Five European bicycle ambassadors turned up in an unusual place yesterday: Beaverton City Hall. Metro received a grant to bring the five transportation experts from Copenhagen, Amsterdam, Lyons, Brussels and the Netherlands to Portland and its glorious suburbs to school us on how to make biking seriously mainstream transportation. Beaverton City Hall sits just off a four-lane highway, surrounded by parking lots and blocked from the road by a Noodles and Company, standing as physical proof of how far alternative transportation advocates still have to go in the Northwest.

Mayor Sam Adams and other local leaders aren't shy about their plan to make Portland the new Copenhagen, aiming to increase regular bike ridership to 20 percent of the city by 2020 (we're at about 8 percent right now). If Portland wants to hit that ambitious goal, the city and its suburbs should start taking the Europeans' advice to heart—and fast. Here's the quick hits from the ambassadors' presentations yesterday to the Beaverton crowd:

Governments act too slowly. Get businesses to promote biking. According to Amsterdam bike ambassador Geert-Pieter Wagenmakers, employees who bike to work there have 10-12 percent less absences and they're much healthier. That helps the company save money, so they're happy to give employees $1000 every year to invest in buying a bike. "Everyone wins!" exclaimed Wagenmakers while I cried softly into my sweater. The cash-for-bikes idea blows my mind, but in Amsterdam, it's not radical. Seventeen big companies there, including U.S.-based firms like Microsoft and IBM, have signed on to reduce employee car miles traveled by 10 percent.

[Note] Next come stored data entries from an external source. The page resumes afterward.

PR #1252, opened 2019-05-17
[READY] Automatically detect codeAction support

bstaletic:
This PR lets us automatically detect `codeAction` support.

Additionally, the change to `LanguageServerCompleter.HandleServerCommand()` was needed because:

> Because of the `GenericLSPCompleter`. If we tell users "`try g:ycm_language_server`" and the server reports `codeActionProvider`, then, because of return None in `SimpleLSPCompleter`, it would just silently fail.
With this change, users (and we) will get a message "hey, for this completer you don't have a proper `HandleServerCommand`".

---
This change is [Reviewable](https://reviewable.io/reviews/valloric/ycmd/1252)


bstaletic:
Fair enough, closing.

PR #1255, opened 2019-05-31
[RFC] WIP: Signature help

puremourning:
Ref: https://github.com/Valloric/YouCompleteMe/issues/234

# Status

This opens up the discussion for adding signature help based on popup menu support that's being implemented in Vim.

It's just a prototype at the moment, but opening a PR to start off a discussion about implementation details.

# Design

Current implementation is to add the signature help information to the 'completions' request. The advantage of this is that it requires the least client code change. The disadvantage is that it strictly delays completions in the general case.

An alternative would be to add /signature_help endpoint and all the client code to manage that request separately. It's an option, but I wanted something quick.

# API

The ycmd API is to add to the completion request:

* `signature_help_state` the current state of the menu. 'ACTIVE' or 'INACTIVE'. This is necessary to constantly re-trigger signature help while the popup is visible. This is the only way in LSP to know when to close th popup: when the sig help returns empty.

And on the reply:

* `signature_info`: [LSP signature help response](https://microsoft.github.io/language-server-protocol/specification#textDocument_signatureHelp).

Why beat around the bush? We just use the LSP format directly because why not. This decision can change if we so decide.

# Misc

This branch also includes #1250 which I needed to test with clangd.
Only supports LSP right now, because that's easy. Tested with clangd and jdt.ls.

# Demos

Screenshot 2019-05-31 at 23 32 31

Screenshot 2019-05-31 at 23 33 05

Screenshot 2019-05-31 at 23 33 39

image

Longer demo:

YCM-popup-win-arg

---
This change is [Reviewable](https://reviewable.io/reviews/valloric/ycmd/1255)


oblitum:
> The purpose of the `labelOffset` is to say where within the signature's `label` the parameter actually falls, to (presumably) avoid the string matching, which I suppose could be borked.
> 
> It's a really dumb API IMO, but it's simple enough to make it work.

tips: https://github.com/neoclide/coc.nvim/issues/269#issuecomment-449015925

puremourning:
Superseded by individual PRs, specifically #1324

PR #1256, opened 2019-06-02
Allow maintainer to manually merge

puremourning:
This allows adding a "Ship It!" label to the PR to allow mergify to
merge it even if the Reviewable is not happy, but assuming there is at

Go for the children. Get bike education and safety programs into schools and then talk to parents about biking to school with their kids. As Margaux Mennesson at the Bicycle Transportation Alliance pointed out a few days ago, this is what school drop-off looks like in Amsterdam.

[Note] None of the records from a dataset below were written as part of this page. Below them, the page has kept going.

Issue #4162, opened 2022-09-22
Adjust logging levels so there exists something between `INF` and current `DBG`


tersec:
This logging level might, for example, be a tweaked `DBG`.

The challenge currently is that `DBG` is verbose enough to discourage people even who might prefer something more than `INF` to run it:
```
$ zcat service.20220922_1700.log.gz | jq .lvl | sort | uniq -c
 372545 "DBG"
    600 "INF"
   3313 "NOT"
      2 "WRN"
```
There are orders of magnitude more `DBG` than `INF` messages, in this basically well-functioning Sepolia node's logs.
```
$ zcat service.20220922_1700.log.gz | jq -r '[.lvl, .msg]|@csv' | sort | uniq -c | sort -rn | head
 131992 "DBG","Sync committee message resolved"
 131992 "DBG","Sync committee message received"
  39917 "DBG","Got incoming request from peer"
  12367 "DBG","Dropping message after validation, reason: ignore"
  10985 "DBG","Contribution received"
   9179 "DBG","Attestation resolved"
   9179 "DBG","Attestation received"
   4591 "DBG","Ignoring eth1 vote"
   3294 "DBG","Peer status"
   2841 "DBG","Aggregate received"
```

By pruning moving some of less useful messages to `TRC` would roughly halve the total number of logged messages.

Furthermore, in another Sepolia node, currently stuck in syncing pending https://github.com/status-im/nimbus-eth2/pull/4161
```
$ zcat service.20220922_1700.log.gz | jq -r '[.lvl, .msg]|@csv' | sort | uniq -c | sort -rn | head
  38346 "DBG","Got incoming request from peer"
  12542 "DBG","Block range request done"
   2844 "DBG","Message sent to RPC server"
   2507 "DBG","newPayload: succeeded"
   2507 "DBG","newPayload: inserting block into execution engine"
   2507 "DBG","Block parent unknown or finalized already"
   2380 "DBG","Peer status"
   1800 "DBG","Current syncing state"
   1329 "DBG","starting pubsub read loop"
   1308 "DBG","exiting pubsub read loop"
```

Sync committee messages almost always (literally 100% of the time here) resolve, so one set of potential changes is to drop one of the `Sync committee message` messages to `TRC`.

One challenge here is that `logtrace` depends on seeing both sides of `Sync committee message sent` and `Sync committee message received`, so that would have to be compromised some.

So the gossip messages just aren't there because it's behind.

[...]

PR #4175, opened 2022-09-26
adjust block resolved log levels

tersec:
https://github.com/status-im/nimbus-eth2/issues/4162

### DIFF
--- a/beacon_chain/consensus_object_pools/block_clearance.nim
+++ b/beacon_chain/consensus_object_pools/block_clearance.nim
@@ -81,7 +81,7 @@ proc addResolvedHeadBlock(
     epochRef = dag.getEpochRef(state, cache)
     epochRefTick = Moment.now()
 
-  debug "Block resolved",
+  info "Block resolved",
     blockRoot = shortLog(blockRoot),
     blck = shortLog(trustedBlock.message),
     executionValid, heads = dag.heads.len(),


scripts/launch_local_testnet.sh
```diff
@@ -66,7 +66,7 @@ USE_HTOP="1"
 USE_VC="1"
 LIGHTHOUSE_VC_NODES="0"
 USE_GANACHE="0"
-LOG_LEVEL="DEBUG; TRACE:networking"
+LOG_LEVEL="TRACE"
```
etan-status: `TRACE` can be very spammy inside libp2p, should double-check that log sizes are roughly similar to before

beacon_chain/consensus_object_pools/block_clearance.nim
```diff
@@ -76,7 +76,7 @@ proc addResolvedHeadBlock(
     epochRef = dag.getEpochRef(state, cache)
     epochRefTick = Moment.now()
 
-  debug "Block resolved",
+  info "Block resolved",
```
etan-status, line 84: This one is very useful for debugging, thanks!

etan-status (approved):

beacon_chain/consensus_object_pools/block_clearance.nim
arnetheduck: Hm, on sync, this will be quite noisy (ie millions of lines).. should it be limited to gossip blocks?

beacon_chain/gossip_processing/eth2_processor.nim
```diff
@@ -485,7 +485,7 @@ proc processSyncCommitteeMessage*(
 
   # Potential under/overflows are fine; would just create odd metrics and logs
   let delay = wallTime - syncCommitteeMsg.slot.start_beacon_time
-  debug "Sync committee message received", delay
+  trace "Sync committee message received", delay
```
arnetheduck: hm, attestations are more noisy than this - why single out the scm:s?

tersec: https://github.com/status-im/nimbus-eth2/issues/4162

tersec: They're not more noisy

scripts/launch_local_testnet.sh
tersec: Either this change occurs or `logtrace` can't trace sync committee messages, because it will only see one side of the send/receive. But it's also not something one has to immediately have working -- logtrace is currently set only to run on aggregate attestations for this, so it's fine to sacrifice this.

Put bikes and pedestrians, not cars, at the center of urban planning. Making biking mainstream means making it swift, safe and easy. On some new roads in Amsterdam, the bike/pedestrian route is the most direct route. Cars routes get second priority and are routed around through side streets. Bikes are a no-brainer there because 85 percent of trips are faster by bike.

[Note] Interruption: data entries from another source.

PR #4178, opened 2022-09-26
Harden EpochRef loading against bogus block root at tail

arnetheduck:
* add more error information when things go wrong with database
* lower log level when reloading attestations from no-block epoch start slot


etan-status (approved):

arnetheduck:
unrelated mac fail

PR #4180, opened 2022-09-26
newPayload `INVALIDATED` should be `unviableFork`

tersec:
This makes it more consistent with `forkchoiceUpdated` `INVALIDATED`s and also accounts for where a sequence of optimistically synced `NOT_VALIDATED` blocks are followed by an `INVALIDATED` block. In that case, all the block processor knows is that the block or one of its ancestors is invalid. It does not know that the block itself, in isolation, is invalid.

This changes the peer descoring, but in a way consistently with `forkchoiceUpdated`.

### DIFF
--- a/beacon_chain/eth1/eth1_monitor.nim
+++ b/beacon_chain/eth1/eth1_monitor.nim
@@ -300,7 +300,7 @@ template toGaugeValue(x: Quantity): int64 =
 func compute_time_at_slot(genesis_time: uint64, slot: Slot): uint64 =
   genesis_time + slot * SECONDS_PER_SLOT
 
-# https://github.com/ethereum/consensus-specs/blob/v1.2.0-rc.1/specs/phase0/validator.md#get_eth1_data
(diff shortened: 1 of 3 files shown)


etan-status (approved):
This aligns the behaviour with the flow where `newPayload` returns `SYNCING/ACCEPTED`, and then `forkchoiceUpdated` returns `INVALID`, leading to block being marked as unviable for future occurrences.

tersec:
> This aligns the behaviour with the flow where `newPayload` returns `SYNCING/ACCEPTED`, and then `forkchoiceUpdated` returns `INVALID`, leading to block being marked as unviable for future occurrences.

It's marked unviable either way, already. For `newPayload`:
https://github.com/status-im/nimbus-eth2/blob/9750cd3a38e3f971541affb2c52ff7a8baeeeaae/beacon_chain/gossip_processing/block_processor.nim#L558-L559

And for `forkchoiceUpdated`:
https://github.com/status-im/nimbus-eth2/blob/9750cd3a38e3f971541affb2c52ff7a8baeeeaae/beacon_chain/consensus_object_pools/consensus_manager.nim#L240-L241

This just changes the scoring.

Recognize that cars are deadly weapons. “Here they say bicycling is dangerous," says Copenhagen planner Niels Jensen. "In the Netherlands they say no, bicycling isn’t dangerous. The danger is cars. Car drivers need to be aware that they are in a vehicle that could kill.” Jensen says that in his country, any collision between a car and a child on a bike is deemed the drivers’ fault.

Bikes are a cheap date. But not too cheap. Copenhagen spends 25 percent of its transportation budget on bikes. Portland spends .7 percent. THAT'S A PROBLEM. Seriously. Put your money where your big green mouth is, Portland!


Oh, also! Has anyone thought about what will happen when biking becomes mainstream culture in Portland? When biking is normal, says Jensen, all this crazy Zoobomb, bike-jousting fringey political biking culture will cease to exist. From Jensen:

"We have an anti-car culture, but they are organized against pollution. But the bikers are not against cars, no! We a have a bike club, but they are not activists. If everybody’s doing it, then you are not special anymore. If everybody eats, do you call yourself a ‘bread eater’? Nobody in the Netherlands calls themselves a biker except for the racing cyclists. The good thing is, in five or ten years, many people will bike. The bad thing is, that special culture will not exist anymore."